Every record here should be printed again exactly.

▶ RECORDS PROVIDED:
****************

PR #2899, opened 2021-03-15
[ci] Don’t install meson from its master branch

khaledhosny:
We are testing Harfbuzz not meson!

### DIFF
--- a/.github/workflows/linux-ci.yml
+++ b/.github/workflows/linux-ci.yml
@@ -8,7 +8,7 @@ on:
 
 jobs:
   build:
-    runs-on: ubuntu-latest
+    runs-on: ubuntu-18.04
 
     steps:
     - uses: actions/checkout@v2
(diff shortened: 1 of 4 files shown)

****************

▶ RESULT:
PR #2899, opened 2021-03-15
[ci] Don’t install meson from its master branch

khaledhosny:
We are testing Harfbuzz not meson!

### DIFF
--- a/.github/workflows/linux-ci.yml
+++ b/.github/workflows/linux-ci.yml
@@ -8,7 +8,7 @@ on:
 
 jobs:
   build:
-    runs-on: ubuntu-latest
+    runs-on: ubuntu-18.04
 
     steps:
     - uses: actions/checkout@v2
(diff shortened: 1 of 4 files shown)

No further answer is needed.